→ Problem requirements: Below are entries to return in full. Keep each one exact.

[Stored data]
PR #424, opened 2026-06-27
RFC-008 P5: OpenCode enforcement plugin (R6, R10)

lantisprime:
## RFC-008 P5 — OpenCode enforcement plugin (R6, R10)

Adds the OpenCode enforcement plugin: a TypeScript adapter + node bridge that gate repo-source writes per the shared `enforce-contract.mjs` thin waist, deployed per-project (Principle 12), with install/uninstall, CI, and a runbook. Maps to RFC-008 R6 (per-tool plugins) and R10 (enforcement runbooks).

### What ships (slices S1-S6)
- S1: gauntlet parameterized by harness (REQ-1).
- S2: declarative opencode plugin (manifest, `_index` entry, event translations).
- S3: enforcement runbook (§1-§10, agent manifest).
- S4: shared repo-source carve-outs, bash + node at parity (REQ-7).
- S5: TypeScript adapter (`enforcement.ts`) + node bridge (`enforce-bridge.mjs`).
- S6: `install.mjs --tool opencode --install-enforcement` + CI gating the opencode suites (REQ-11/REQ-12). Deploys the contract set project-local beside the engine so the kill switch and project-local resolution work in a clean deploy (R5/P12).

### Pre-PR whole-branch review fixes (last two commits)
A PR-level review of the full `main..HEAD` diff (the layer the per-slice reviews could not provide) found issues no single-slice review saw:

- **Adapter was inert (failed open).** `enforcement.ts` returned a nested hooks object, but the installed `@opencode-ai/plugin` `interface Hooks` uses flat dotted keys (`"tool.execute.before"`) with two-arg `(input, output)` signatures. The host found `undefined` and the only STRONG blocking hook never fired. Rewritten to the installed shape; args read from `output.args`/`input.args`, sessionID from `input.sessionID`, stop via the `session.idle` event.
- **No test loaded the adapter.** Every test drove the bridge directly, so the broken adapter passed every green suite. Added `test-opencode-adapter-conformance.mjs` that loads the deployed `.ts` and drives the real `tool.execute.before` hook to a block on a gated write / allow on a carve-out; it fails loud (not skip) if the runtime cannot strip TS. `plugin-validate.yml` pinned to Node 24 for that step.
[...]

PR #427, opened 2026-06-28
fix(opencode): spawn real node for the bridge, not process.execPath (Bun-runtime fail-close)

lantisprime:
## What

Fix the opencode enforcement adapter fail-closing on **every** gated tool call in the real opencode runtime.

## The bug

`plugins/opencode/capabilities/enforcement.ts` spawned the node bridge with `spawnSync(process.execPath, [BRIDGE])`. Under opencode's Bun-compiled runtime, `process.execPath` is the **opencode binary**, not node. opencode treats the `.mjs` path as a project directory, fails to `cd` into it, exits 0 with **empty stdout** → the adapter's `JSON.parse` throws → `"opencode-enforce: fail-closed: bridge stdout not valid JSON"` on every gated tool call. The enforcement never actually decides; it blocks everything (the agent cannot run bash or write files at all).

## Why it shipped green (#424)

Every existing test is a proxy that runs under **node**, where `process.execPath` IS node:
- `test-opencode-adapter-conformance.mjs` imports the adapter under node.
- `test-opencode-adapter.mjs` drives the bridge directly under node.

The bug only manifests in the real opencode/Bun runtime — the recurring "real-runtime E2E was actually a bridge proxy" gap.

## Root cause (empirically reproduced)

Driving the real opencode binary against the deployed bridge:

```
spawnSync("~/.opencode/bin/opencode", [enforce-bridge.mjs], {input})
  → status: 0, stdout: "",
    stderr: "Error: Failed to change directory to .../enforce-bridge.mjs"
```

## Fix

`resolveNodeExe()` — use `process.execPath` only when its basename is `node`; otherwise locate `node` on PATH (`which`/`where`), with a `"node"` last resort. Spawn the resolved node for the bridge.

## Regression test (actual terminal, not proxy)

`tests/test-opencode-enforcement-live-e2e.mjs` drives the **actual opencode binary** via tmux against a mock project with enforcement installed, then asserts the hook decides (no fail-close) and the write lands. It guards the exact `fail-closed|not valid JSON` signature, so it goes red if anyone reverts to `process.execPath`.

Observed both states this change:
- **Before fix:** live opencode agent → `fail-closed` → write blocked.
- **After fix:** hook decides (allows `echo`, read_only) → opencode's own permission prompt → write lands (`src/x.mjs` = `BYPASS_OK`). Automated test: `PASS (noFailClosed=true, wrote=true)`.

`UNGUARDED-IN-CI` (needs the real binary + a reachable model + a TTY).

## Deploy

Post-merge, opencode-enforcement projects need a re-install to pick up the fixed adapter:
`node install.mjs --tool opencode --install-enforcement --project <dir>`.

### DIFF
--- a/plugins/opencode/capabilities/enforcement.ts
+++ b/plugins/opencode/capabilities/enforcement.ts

→ Response to the exercise:
PR #424, opened 2026-06-27
RFC-008 P5: OpenCode enforcement plugin (R6, R10)

lantisprime:
## RFC-008 P5 — OpenCode enforcement plugin (R6, R10)

Adds the OpenCode enforcement plugin: a TypeScript adapter + node bridge that gate repo-source writes per the shared `enforce-contract.mjs` thin waist, deployed per-project (Principle 12), with install/uninstall, CI, and a runbook. Maps to RFC-008 R6 (per-tool plugins) and R10 (enforcement runbooks).

### What ships (slices S1-S6)
- S1: gauntlet parameterized by harness (REQ-1).
- S2: declarative opencode plugin (manifest, `_index` entry, event translations).
- S3: enforcement runbook (§1-§10, agent manifest).
- S4: shared repo-source carve-outs, bash + node at parity (REQ-7).
- S5: TypeScript adapter (`enforcement.ts`) + node bridge (`enforce-bridge.mjs`).
- S6: `install.mjs --tool opencode --install-enforcement` + CI gating the opencode suites (REQ-11/REQ-12). Deploys the contract set project-local beside the engine so the kill switch and project-local resolution work in a clean deploy (R5/P12).

### Pre-PR whole-branch review fixes (last two commits)
A PR-level review of the full `main..HEAD` diff (the layer the per-slice reviews could not provide) found issues no single-slice review saw:

- **Adapter was inert (failed open).** `enforcement.ts` returned a nested hooks object, but the installed `@opencode-ai/plugin` `interface Hooks` uses flat dotted keys (`"tool.execute.before"`) with two-arg `(input, output)` signatures. The host found `undefined` and the only STRONG blocking hook never fired. Rewritten to the installed shape; args read from `output.args`/`input.args`, sessionID from `input.sessionID`, stop via the `session.idle` event.
- **No test loaded the adapter.** Every test drove the bridge directly, so the broken adapter passed every green suite. Added `test-opencode-adapter-conformance.mjs` that loads the deployed `.ts` and drives the real `tool.execute.before` hook to a block on a gated write / allow on a carve-out; it fails loud (not skip) if the runtime cannot strip TS. `plugin-validate.yml` pinned to Node 24 for that step.
[...]

PR #427, opened 2026-06-28
fix(opencode): spawn real node for the bridge, not process.execPath (Bun-runtime fail-close)

lantisprime:
## What

Fix the opencode enforcement adapter fail-closing on **every** gated tool call in the real opencode runtime.

## The bug

`plugins/opencode/capabilities/enforcement.ts` spawned the node bridge with `spawnSync(process.execPath, [BRIDGE])`. Under opencode's Bun-compiled runtime, `process.execPath` is the **opencode binary**, not node. opencode treats the `.mjs` path as a project directory, fails to `cd` into it, exits 0 with **empty stdout** → the adapter's `JSON.parse` throws → `"opencode-enforce: fail-closed: bridge stdout not valid JSON"` on every gated tool call. The enforcement never actually decides; it blocks everything (the agent cannot run bash or write files at all).

## Why it shipped green (#424)

Every existing test is a proxy that runs under **node**, where `process.execPath` IS node:
- `test-opencode-adapter-conformance.mjs` imports the adapter under node.
- `test-opencode-adapter.mjs` drives the bridge directly under node.

The bug only manifests in the real opencode/Bun runtime — the recurring "real-runtime E2E was actually a bridge proxy" gap.

## Root cause (empirically reproduced)

Driving the real opencode binary against the deployed bridge:

```
spawnSync("~/.opencode/bin/opencode", [enforce-bridge.mjs], {input})
  → status: 0, stdout: "",
    stderr: "Error: Failed to change directory to .../enforce-bridge.mjs"
```

## Fix

`resolveNodeExe()` — use `process.execPath` only when its basename is `node`; otherwise locate `node` on PATH (`which`/`where`), with a `"node"` last resort. Spawn the resolved node for the bridge.

## Regression test (actual terminal, not proxy)

`tests/test-opencode-enforcement-live-e2e.mjs` drives the **actual opencode binary** via tmux against a mock project with enforcement installed, then asserts the hook decides (no fail-close) and the write lands. It guards the exact `fail-closed|not valid JSON` signature, so it goes red if anyone reverts to `process.execPath`.

Observed both states this change:
- **Before fix:** live opencode agent → `fail-closed` → write blocked.
- **After fix:** hook decides (allows `echo`, read_only) → opencode's own permission prompt → write lands (`src/x.mjs` = `BYPASS_OK`). Automated test: `PASS (noFailClosed=true, wrote=true)`.

`UNGUARDED-IN-CI` (needs the real binary + a reachable model + a TTY).

## Deploy

Post-merge, opencode-enforcement projects need a re-install to pick up the fixed adapter:
`node install.mjs --tool opencode --install-enforcement --project <dir>`.

### DIFF
--- a/plugins/opencode/capabilities/enforcement.ts
+++ b/plugins/opencode/capabilities/enforcement.ts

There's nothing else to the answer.